EXERCISE AIM
Give the records again in full, exactly as written.

RAW DATA
PR #290, opened 2023-10-23
Disallow extra nonexistent fields

anivegesana:
If a config file is specified that contains extra keys that don't actually exist in the dataclass, those extra keys are ignored. I think it makes sense to give an error if additional fields are present in the config file when they don't actually exist.


simple_parsing/wrappers/dataclass_wrapper.py
```diff
@@ -295,17 +295,22 @@ def set_default(self, value: DataclassT | dict | None):
...
             field_wrapper.set_default(field_default_value)
+            unknown_names.remove(field_wrapper.name)
         for nested_dataclass_wrapper in self._children:
             if nested_dataclass_wrapper.name not in field_default_values:
                 continue
             field_default_value = field_default_values[nested_dataclass_wrapper.name]
             nested_dataclass_wrapper.set_default(field_default_value)
+            unknown_names.remove(nested_dataclass_wrapper.name)
+        unknown_names.discard("_type_")
+        assert not unknown_names, f"Fields {unknown_names} not found in {self.dest}"
```
lebrice, line 313: I'd preffer if we raised an error in this case:
```suggestion
        if unknown_names:
            raise RuntimeError(f"{sorted(unknown_names)} are not fields of {self.dataclass} at path {self.dest!r}!")
```

test/test_set_defaults.py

YOUR SOLUTION
PR #290, opened 2023-10-23
Disallow extra nonexistent fields

anivegesana:
If a config file is specified that contains extra keys that don't actually exist in the dataclass, those extra keys are ignored. I think it makes sense to give an error if additional fields are present in the config file when they don't actually exist.


simple_parsing/wrappers/dataclass_wrapper.py
```diff
@@ -295,17 +295,22 @@ def set_default(self, value: DataclassT | dict | None):
...
             field_wrapper.set_default(field_default_value)
+            unknown_names.remove(field_wrapper.name)
         for nested_dataclass_wrapper in self._children:
             if nested_dataclass_wrapper.name not in field_default_values:
                 continue
             field_default_value = field_default_values[nested_dataclass_wrapper.name]
             nested_dataclass_wrapper.set_default(field_default_value)
+            unknown_names.remove(nested_dataclass_wrapper.name)
+        unknown_names.discard("_type_")
+        assert not unknown_names, f"Fields {unknown_names} not found in {self.dest}"
```
lebrice, line 313: I'd preffer if we raised an error in this case:
```suggestion
        if unknown_names:
            raise RuntimeError(f"{sorted(unknown_names)} are not fields of {self.dataclass} at path {self.dest!r}!")
```

test/test_set_defaults.py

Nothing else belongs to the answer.